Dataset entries

Start of Block

Issue #606, opened 2025-01-30
Add C++ benchmarks for local IO throughput


vuule:
Benchmarks should cover different workloads (size/number of reads/writes).
Multi-threaded benchmarks can also be considered.
Is possible, the throughput can be compared to the results from utilities like fio and gdsio.

JigaoLuo:
One point I’d like to raise, as I discovered this WIP today: I hope the tool could also support NVMe‑over‑Fabric. 
In principle, it should not require extra work, since once NVMeoF is set up, both fio and gdsio run seamlessly on it, once gdscheck shows NVMeoF as well.

JigaoLuo:
Thanks. I hope it’s alright that I include these off‑topic notes in this issue. I can fold them in later if needed.

That’s another story, as we update the DGX-OS6 kernel, then the driver for CUDA 13, and then redo the GDS setup on our DGX‑A100. We posted in:
- https://forums.developer.nvidia.com/t/kernel-bug-in-gds-on-dgx-os6-nvidia-fs1383-incompatible-page-table-version-0x00020000/350209/8?u=user157267
- https://github.com/NVIDIA/gds-nvidia-fs/issues/66 

One issue or one hesitation we had is that the documentation is not very clear for our case: updating the driver and, at the same time, enabling GDS.

The problem is that there are two separate document sections, one for updating the driver and another for installing GDS, but they are only loosely connected. In our case, we couldn’t find a confident way to follow everything successfully. That’s why we first tried the proprietary driver, which led to a kernel panic pasted in the issue66 above, and then switched to the open driver, which worked in the end. (The choice between proprietary and open drivers is still tied to a legacy version issue in GDS.)

kingcrimsontianyu:
@JigaoLuo  Thanks for raising this key documentation issue. It has been forwarded to the GDS team.

PR #659, opened 2025-03-12
Add C++ benchmarks (part 1/n)

kingcrimsontianyu:
Partially addresses https://github.com/rapidsai/kvikio/issues/606

This PR kick-starts the process of adding benchmarks to KvikIO. The following tasks are done:
- Add CMake scripts for the benchmark.
- Add a simple benchmark for the threadpool.

To build and run the benchmark programs in the dev container:
```
# Build the benchmarks
build-kvikio-cpp -DBUILD_TESTS=ON -DBUILD_BENCHMARKS=ON -j 16

# Run specific benchmark
~/kvikio/cpp/build/latest/benchmarks/<benchmark-name>
```

Sample output:
```
2025-03-14T04:38:46+00:00
Running ./THREADPOOL_BENCHMARK
Run on (16 X 5050 MHz CPU s)
CPU Caches:
  L1 Data 32 KiB (x8)
  L1 Instruction 32 KiB (x8)
  L2 Unified 1024 KiB (x8)
  L3 Unified 98304 KiB (x1)
Load Average: 0.34, 1.07, 1.22
***WARNING*** CPU scaling is enabled, the benchmark real time measurements may be noisy and will incur extra overhead.
---------------------------------------------------------------------------------------------------------------------------
Benchmark                                                                 Time             CPU   Iterations UserCounters...
---------------------------------------------------------------------------------------------------------------------------
BM_threadpool_compute:strong_scaling/1/min_time:2.000/real_time         162 ms        0.728 ms           17 threads=1
BM_threadpool_compute:strong_scaling/2/min_time:2.000/real_time        81.6 ms        0.885 ms           34 threads=2
BM_threadpool_compute:strong_scaling/4/min_time:2.000/real_time        41.1 ms        0.972 ms           68 threads=4
BM_threadpool_compute:strong_scaling/8/min_time:2.000/real_time        21.3 ms         1.40 ms          127 threads=8
BM_threadpool_compute:strong_scaling/16/min_time:2.000/real_time       18.7 ms         1.84 ms          150 threads=16
BM_threadpool_compute:strong_scaling/32/min_time:2.000/real_time       19.2 ms         2.76 ms          145 threads=32
BM_threadpool_compute:strong_scaling/64/min_time:2.000/real_time       20.8 ms         5.46 ms          139 threads=64
BM_threadpool_compute:weak_scaling/1/min_time:2.000/real_time          16.2 ms        0.135 ms          172 threads=1
BM_threadpool_compute:weak_scaling/2/min_time:2.000/real_time          16.3 ms        0.260 ms          171 threads=2
BM_threadpool_compute:weak_scaling/4/min_time:2.000/real_time          16.6 ms        0.527 ms          168 threads=4
BM_threadpool_compute:weak_scaling/8/min_time:2.000/real_time          17.2 ms         1.05 ms          164 threads=8
BM_threadpool_compute:weak_scaling/16/min_time:2.000/real_time         29.7 ms         2.66 ms           94 threads=16
BM_threadpool_compute:weak_scaling/32/min_time:2.000/real_time         60.9 ms         8.04 ms           46 threads=32
BM_threadpool_compute:weak_scaling/64/min_time:2.000/real_time          133 ms         36.0 ms           21 threads=64
```

### DIFF
--- a/cpp/benchmarks/CMakeLists.txt
+++ b/cpp/benchmarks/CMakeLists.txt
@@ -15,19 +15,18 @@
 add_executable(THREADPOOL_BENCHMARK "threadpool/threadpool_benchmark.cpp")
 set_target_properties(THREADPOOL_BENCHMARK PROPERTIES INSTALL_RPATH "\$ORIGIN/../../lib")
 target_include_directories(THREADPOOL_BENCHMARK PRIVATE ../include ${cuFile_INCLUDE_DIRS})
-target_link_libraries(THREADPOOL_BENCHMARK
-PUBLIC benchmark::benchmark benchmark::benchmark_main kvikio)
+target_link_libraries(THREADPOOL_BENCHMARK PUBLIC benchmark::benchmark kvikio)
 
 if(CMAKE_COMPILER_IS_GNUCXX)
-set(KVIKIO_CXX_FLAGS "-Wall;-Werror;-Wno-unknown-pragmas")
-target_compile_options(
+  set(KVIKIO_CXX_FLAGS "-Wall;-Werror;-Wno-unknown-pragmas")
+  target_compile_options(
     THREADPOOL_BENCHMARK PRIVATE "$<$<COMPILE_LANGUAGE:CXX>:${KVIKIO_CXX_FLAGS}>"
-)
+  )
 endif()
 
 install(
-TARGETS THREADPOOL_BENCHMARK
-COMPONENT testing
-DESTINATION bin/benchmarks/libkvikio
-EXCLUDE_FROM_ALL
+  TARGETS THREADPOOL_BENCHMARK
+  COMPONENT testing
+  DESTINATION bin/benchmarks/libkvikio
+  EXCLUDE_FROM_ALL
 )
--- a/cpp/benchmarks/CMakeLists.txt
+++ b/cpp/benchmarks/CMakeLists.txt
@@ -42,7 +42,7 @@ function(kvikio_add_benchmark)
   endif()
 
   add_executable(${_KVIKIO_NAME} ${_KVIKIO_SOURCES})
-  set_target_properties(${_KVIKIO_NAME} PROPERTIES INSTALL_RPATH "\$ORIGIN/../../lib")
+  set_target_properties(${_KVIKIO_NAME} PROPERTIES INSTALL_RPATH "\$ORIGIN/../../../lib")
   target_include_directories(${_KVIKIO_NAME} PRIVATE ../include ${cuFile_INCLUDE_DIRS})
   target_link_libraries(${_KVIKIO_NAME} PUBLIC benchmark::benchmark kvikio)
 
--- a/cpp/benchmarks/CMakeLists.txt
+++ b/cpp/benchmarks/CMakeLists.txt
@@ -1,0 +1,33 @@
+# =============================================================================
+# Copyright (c) 2025, NVIDIA CORPORATION.
+#
+# Licensed under the Apache License, Version 2.0 (the "License"); you may not use this file except
+# in compliance with the License. You may obtain a copy of the License at
+#
+# http://www.apache.org/licenses/LICENSE-2.0
+#
+# Unless required by applicable law or agreed to in writing, software distributed under the License
+# is distributed on an "AS IS" BASIS, WITHOUT WARRANTIES OR CONDITIONS OF ANY KIND, either express
+# or implied. See the License for the specific language governing permissions and limitations under
+# the License.
+# =============================================================================
+
+add_executable(THREADPOOL_BENCHMARK "threadpool/threadpool_benchmark.cpp")
+set_target_properties(THREADPOOL_BENCHMARK PROPERTIES INSTALL_RPATH "\$ORIGIN/../../lib")
+target_include_directories(THREADPOOL_BENCHMARK PRIVATE ../include ${cuFile_INCLUDE_DIRS})
+target_link_libraries(THREADPOOL_BENCHMARK
+PUBLIC benchmark::benchmark benchmark::benchmark_main kvikio)
+
+if(CMAKE_COMPILER_IS_GNUCXX)
+set(KVIKIO_CXX_FLAGS "-Wall;-Werror;-Wno-unknown-pragmas")
+target_compile_options(
+    THREADPOOL_BENCHMARK PRIVATE "$<$<COMPILE_LANGUAGE:CXX>:${KVIKIO_CXX_FLAGS}>"
+)
+endif()
+
+install(
+TARGETS THREADPOOL_BENCHMARK
+COMPONENT testing
+DESTINATION bin/benchmarks/libkvikio
+EXCLUDE_FROM_ALL
+)
--- a/cpp/benchmarks/CMakeLists.txt
+++ b/cpp/benchmarks/CMakeLists.txt
@@ -12,21 +12,51 @@
 # the License.
 # =============================================================================
 
-add_executable(THREADPOOL_BENCHMARK "threadpool/threadpool_benchmark.cpp")
-set_target_properties(THREADPOOL_BENCHMARK PROPERTIES INSTALL_RPATH "\$ORIGIN/../../lib")
-target_include_directories(THREADPOOL_BENCHMARK PRIVATE ../include ${cuFile_INCLUDE_DIRS})
-target_link_libraries(THREADPOOL_BENCHMARK PUBLIC benchmark::benchmark kvikio)
+#[=======================================================================[.rst:
+kvikio_add_benchmark
+--------------------
 
-if(CMAKE_COMPILER_IS_GNUCXX)
-  set(KVIKIO_CXX_FLAGS "-Wall;-Werror;-Wno-unknown-pragmas")
-  target_compile_options(
-    THREADPOOL_BENCHMARK PRIVATE "$<$<COMPILE_LANGUAGE:CXX>:${KVIKIO_CXX_FLAGS}>"
+Create a KvikIO benchmark.
+
+.. code-block:: cmake
+
+   kvikio_add_benchmark(NAME <name> SOURCES <sources>)
+
+   ``NAME``
+   Benchmark name. Single-value argument.
+
+   ``SOURCES``
+   List of source files for the benchmark. Multi-value argument.
+#]=======================================================================]
+function(kvikio_add_benchmark)
+  cmake_parse_arguments(
+    _KVIKIO # prefix
+    "" # optional
+    "NAME" # single value
+    "SOURCES" # multi-value
+    ${ARGN}
   )
-endif()
 
-install(
-  TARGETS THREADPOOL_BENCHMARK
-  COMPONENT testing
-  DESTINATION bin/benchmarks/libkvikio
-  EXCLUDE_FROM_ALL
-)
+  if(DEFINED _KVIKIO_UNPARSED_ARGUMENTS)
+    message(FATAL_ERROR "Unknown argument: ${_KVIKIO_UNPARSED_ARGUMENTS}")
+  endif()
+
+  add_executable(${_KVIKIO_NAME} ${_KVIKIO_SOURCES})
+  set_target_properties(${_KVIKIO_NAME} PROPERTIES INSTALL_RPATH "\$ORIGIN/../../lib")
+  target_include_directories(${_KVIKIO_NAME} PRIVATE ../include ${cuFile_INCLUDE_DIRS})
+  target_link_libraries(${_KVIKIO_NAME} PUBLIC benchmark::benchmark kvikio)
+
+  if(CMAKE_COMPILER_IS_GNUCXX)
+    set(KVIKIO_CXX_FLAGS "-Wall;-Werror;-Wno-unknown-pragmas")
+    target_compile_options(${_KVIKIO_NAME} PRIVATE "$<$<COMPILE_LANGUAGE:CXX>:${KVIKIO_CXX_FLAGS}>")
+  endif()
+
+  install(
+    TARGETS ${_KVIKIO_NAME}
+    COMPONENT testing
+    DESTINATION bin/benchmarks/libkvikio
+    EXCLUDE_FROM_ALL
+  )
+endfunction()
+
+kvikio_add_benchmark(NAME THREADPOOL_BENCHMARK SOURCES "threadpool/threadpool_benchmark.cpp")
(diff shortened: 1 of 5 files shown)


cpp/examples/CMakeLists.txt
```diff
@@ -13,14 +13,15 @@
...
+get_target_property(KVIKIO_INCLUDES kvikio::kvikio INCLUDE_DIRECTORIES)
 
 # Example: basic_io
 
 if(CUDAToolkit_FOUND)
   add_executable(BASIC_IO_EXAMPLE basic_io.cpp)
   set_target_properties(BASIC_IO_EXAMPLE PROPERTIES INSTALL_RPATH "\$ORIGIN/../../../lib")
-  target_include_directories(BASIC_IO_EXAMPLE PRIVATE ../include ${cuFile_INCLUDE_DIRS})
-  target_link_libraries(BASIC_IO_EXAMPLE PRIVATE kvikio CUDA::cudart)
+  target_include_directories(BASIC_IO_EXAMPLE PRIVATE "${KVIKIO_INCLUDES}")
```
KyleFromNVIDIA, line 23: This is both redundant and wrong. It's redundant because the `target_link_libraries(kvikio::kvikio)` below causes `BASIC_IO_EXAMPLE` to already include `kvikio::kvikio`'s `INTERFACE_INCLUDE_DIRECTORIES` as well as linking to the library itself, as part of CMake's *usage requirements* functionality. It's wrong because you're including `kvikio::kvikio`'s `INCLUDE_DIRECTORIES`, which contains its `PRIVATE` and `PUBLIC` includes, rather than `INTERFACE_INCLUDE_DIRECTORIES`, which contains its `INTERFACE` and `PUBLIC` includes. If we look at https://github.com/rapidsai/kvikio/blob/3adbe7e6435c728dc8a03aba97094519f2a299c5/cpp/CMakeLists.txt#L172-L177, we can see that `kvikio::kvikio` doesn't get any strictly `PRIVATE` include directories. They're all `PUBLIC` or `INTERFACE`, and the lone `INTERFACE` directory is not relevant because it's only activated in an install context.

In short, you can take out this `target_include_directories()`, the one below, and the `get_target_property()` above.

cpp/examples/CMakeLists.txt
```diff
@@ -43,8 +44,8 @@ endif()
 
 add_executable(BASIC_NO_CUDA_EXAMPLE basic_no_cuda.cpp)
 set_target_properties(BASIC_NO_CUDA_EXAMPLE PROPERTIES INSTALL_RPATH "\$ORIGIN/../../../lib")
-target_include_directories(BASIC_NO_CUDA_EXAMPLE PRIVATE ../include)
-target_link_libraries(BASIC_NO_CUDA_EXAMPLE PRIVATE kvikio)
+target_include_directories(BASIC_NO_CUDA_EXAMPLE PRIVATE "${KVIKIO_INCLUDES}")
```
KyleFromNVIDIA, line 47: As per my earlier comment, this can be removed.

cpp/examples/CMakeLists.txt
```diff
@@ -13,14 +13,15 @@
 # =============================================================================
 
 set(TEST_INSTALL_PATH bin/tests/libkvikio)
+get_target_property(KVIKIO_INCLUDES kvikio::kvikio INCLUDE_DIRECTORIES)
```
KyleFromNVIDIA, line 16: As per my earlier comment, this can be removed.

cpp/benchmarks/CMakeLists.txt
```diff
@@ -0,0 +1,64 @@
...
+
+  if(DEFINED _KVIKIO_UNPARSED_ARGUMENTS)
+    message(FATAL_ERROR "Unknown argument: ${_KVIKIO_UNPARSED_ARGUMENTS}")
+  endif()
+
+  add_executable(${_KVIKIO_NAME} ${_KVIKIO_SOURCES})
+  set_target_properties(${_KVIKIO_NAME} PROPERTIES INSTALL_RPATH "\$ORIGIN/../../../lib")
+
+  get_target_property(KVIKIO_INCLUDES kvikio::kvikio INCLUDE_DIRECTORIES)
+  target_include_directories(${_KVIKIO_NAME} PRIVATE "${KVIKIO_INCLUDES}")
```
KyleFromNVIDIA, line 48: As per my earlier comment, these lines can be removed.

cpp/benchmarks/CMakeLists.txt
```diff
@@ -0,0 +1,64 @@
...
+  target_link_libraries(${_KVIKIO_NAME} PUBLIC benchmark::benchmark kvikio::kvikio)
+
+  if(CMAKE_COMPILER_IS_GNUCXX)
+    set(KVIKIO_CXX_FLAGS "-Wall;-Werror;-Wno-unknown-pragmas")
+    target_compile_options(${_KVIKIO_NAME} PRIVATE "$<$<COMPILE_LANGUAGE:CXX>:${KVIKIO_CXX_FLAGS}>")
+  endif()
```
KyleFromNVIDIA, line 54: `CMAKE_COMPILER_IS_GNUCXX` is [deprecated](https://cmake.org/cmake/help/latest/manual/cmake-variables.7.html#deprecated-variables-for-languages). Use the [`CMAKE_CXX_COMPILER_ID`](https://cmake.org/cmake/help/latest/variable/CMAKE_LANG_COMPILER_ID.html) variable instead:

```suggestion
  if(CMAKE_CXX_COMPILER_ID STREQUAL "GNU")
    set(KVIKIO_CXX_FLAGS "-Wall;-Werror;-Wno-unknown-pragmas")
    target_compile_options(${_KVIKIO_NAME} PRIVATE "$<$<COMPILE_LANGUAGE:CXX>:${KVIKIO_CXX_FLAGS}>")
  endif()
```

KyleFromNVIDIA (changes requested):
Just a few small CMake issues that should be fixed.

cpp/benchmarks/CMakeLists.txt
kingcrimsontianyu: Thanks! Also updated other places where `CMAKE_COMPILER_IS_GNUCXX` was used.

cpp/examples/CMakeLists.txt
kingcrimsontianyu: Thanks! Great to know.

GregoryKimball:
Thanks @kingcrimsontianyu this is a great start! 

I think the "Time" column makes sense to me, showing an optimum of 8 threads in both the weak and strong scaling cases. The "CPU" column doesn't make much sense to me though.

cpp/benchmarks/threadpool/threadpool_benchmark.cpp
```diff
@@ -0,0 +1,93 @@
...
+
+#include <cmath>
+#include <cstdint>
+
+#include <benchmark/benchmark.h>
+#include <kvikio/defaults.hpp>
+
+namespace kvikio {
+enum class ScalingType : uint8_t {
+  StrongScaling,
```
mhaseeb123, line 32: I think these need be in all caps unless the styling is not the same across libcudf and kvikio

cpp/benchmarks/threadpool/threadpool_benchmark.cpp
```diff
@@ -0,0 +1,93 @@
...
+
+  std::string label;
+  std::size_t num_compute_tasks;
+  if constexpr (scaling_type == ScalingType::StrongScaling) {
+    num_compute_tasks = 10'000;
+  } else {
+    num_compute_tasks = 1'000 * num_threads;
+  }
+
+  std::size_t const num_compute_iterations{100'000};
```
mhaseeb123, line 58: Should this be varied on an axis?

```suggestion
  auto constexpr num_compute_iterations = std::size_t{100'000};
```

cpp/benchmarks/threadpool/threadpool_benchmark.cpp
```diff
@@ -0,0 +1,93 @@
...
+  for (std::size_t i = 0u; i < num_compute_iterations; ++i) {
+    auto x{static_cast<double>(i)};
+    res += std::sqrt(x) + std::cbrt(x) + std::sin(x);
+  }
+}
+
+template <ScalingType scaling_type>
+void BM_threadpool_compute(benchmark::State& state)
+{
+  auto num_threads = state.range(0);
```
mhaseeb123, line 48:
```suggestion
  auto const num_threads = state.range(0);
```

cpp/benchmarks/threadpool/threadpool_benchmark.cpp
```diff
@@ -0,0 +1,93 @@
...
+
+  std::string label;
```
mhaseeb123, line 50: I think this is unused

cpp/benchmarks/threadpool/threadpool_benchmark.cpp
```diff
@@ -0,0 +1,93 @@
...
+    num_compute_tasks = 10'000;
+  } else {
+    num_compute_tasks = 1'000 * num_threads;
+  }
+
+  std::size_t const num_compute_iterations{100'000};
+  kvikio::defaults::set_thread_pool_nthreads(num_threads);
+
+  for (auto _ : state) {
+    for (std::size_t i = 0u; i < num_compute_tasks; ++i) {
```
mhaseeb123, line 62: nit: 
```suggestion
    for (auto i = std::size_t{0}; i < num_compute_tasks; ++i) {
```

cpp/benchmarks/threadpool/threadpool_benchmark.cpp
```diff
@@ -0,0 +1,93 @@
...
+      [[maybe_unused]] auto fut = kvikio::defaults::thread_pool().submit_task(
```
mhaseeb123, line 63: Would this make sense if we just wanna ignore the returned future
```suggestion
      std::ignore = kvikio::defaults::thread_pool().submit_task(
```

cpp/benchmarks/threadpool/threadpool_benchmark.cpp
```diff
@@ -0,0 +1,93 @@
...
+{
+  auto num_threads = state.range(0);
+
+  std::string label;
+  std::size_t num_compute_tasks;
+  if constexpr (scaling_type == ScalingType::StrongScaling) {
+    num_compute_tasks = 10'000;
+  } else {
+    num_compute_tasks = 1'000 * num_threads;
+  }
```
mhaseeb123, line 56:
```suggestion
  auto const num_compute_tasks = [&](){
  if constexpr (scaling_type == ScalingType::StrongScaling) {
    return static_cast<size_t>(10'000);
  } else {
    return static_cast<size_t>(1'000 * num_threads);
  }
  }();
```

mhaseeb123 (commented):
Would appreciate some comments in `threadpool_benchmark.cpp`

cpp/benchmarks/threadpool/threadpool_benchmark.cpp
kingcrimsontianyu: Thanks! Done.

cpp/benchmarks/threadpool/threadpool_benchmark.cpp
kingcrimsontianyu: For this PR I'd like to keep it single-valued and hardcoded, and make the results concise and clean. In the future, it would be a good idea to make it a parameter and/or allow sweeping.

cpp/benchmarks/threadpool/threadpool_benchmark.cpp
kingcrimsontianyu: Thanks. Done.

cpp/benchmarks/threadpool/threadpool_benchmark.cpp
kingcrimsontianyu: Thanks. Removed.

cpp/benchmarks/threadpool/threadpool_benchmark.cpp
kingcrimsontianyu: Done.

cpp/benchmarks/threadpool/threadpool_benchmark.cpp
kingcrimsontianyu: Both are acceptable, and the choice is more opinion-based. I think `std::ignore` is primarily designed for tuples, and the attribute feels a bit more C++17 idiomatic.

cpp/benchmarks/threadpool/threadpool_benchmark.cpp
kingcrimsontianyu: Thanks! Considering that `scaling_type` is a compile-time constant, I've made the expression more concise while making it `const`:
```cpp
  std::size_t const num_compute_tasks =
    (scaling_type == ScalingType::STRONG_SCALING) ? 10'000 : (1'000 * num_threads);
```

kingcrimsontianyu:
@GregoryKimball `Time` refers to the wall-clock time, and `CPU` is the CPU time of the main thread (implemented using `CLOCK_THREAD_CPUTIME_ID`  from [clock_gettime](https://www.man7.org/linux/man-pages/man3/clock_gettime.3.html)). For this benchmark, `CPU` is a measure of the overhead of thread pool management that takes place on the main thread. I think this will help us find how well the BS pool implementation would scale on a many-core system (Grace), where the use of single task queue with mutexes and condition variables might turn out suboptimal.

cpp/benchmarks/threadpool/threadpool_benchmark.cpp
```diff
@@ -0,0 +1,95 @@
...
+    (scaling_type == ScalingType::STRONG_SCALING) ? 10'000 : (1'000 * num_threads);
+
+  std::size_t constexpr num_compute_iterations{1'000};
+  kvikio::defaults::set_thread_pool_nthreads(num_threads);
+
+  for (auto _ : state) {
+    // Submit a total of "num_compute_tasks" tasks to the thread pool.
+    for (auto i = std::size_t{0}; i < num_compute_tasks; ++i) {
+      [[maybe_unused]] auto fut = kvikio::defaults::thread_pool().submit_task(
+        [num_compute_iterations = num_compute_iterations] {
```
madsbk, line 62:
```suggestion
        [num_compute_iterations] {
```

madsbk (approved):
Looks great

cpp/benchmarks/threadpool/threadpool_benchmark.cpp
kingcrimsontianyu: Thanks. Actually, because `num_compute_iteration` is now a `constexpr` variable, if the init-capture is not used, then it is not necessary to capture `num_compute_iteration`.

KyleFromNVIDIA (approved):

kingcrimsontianyu:
To avoid confusion, explanation of the metrics is added to the result in another ongoing PR (https://github.com/rapidsai/kvikio/pull/664).

Screenshot from 2025-03-14 11-01-10

mhaseeb123 (approved):
Approving C++ changes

End of Block

* _Exercise brief_
Go through the entries above and copy each line holding the string "Unified".

* _Result below_
  L2 Unified 1024 KiB (x8)
  L3 Unified 98304 KiB (x1)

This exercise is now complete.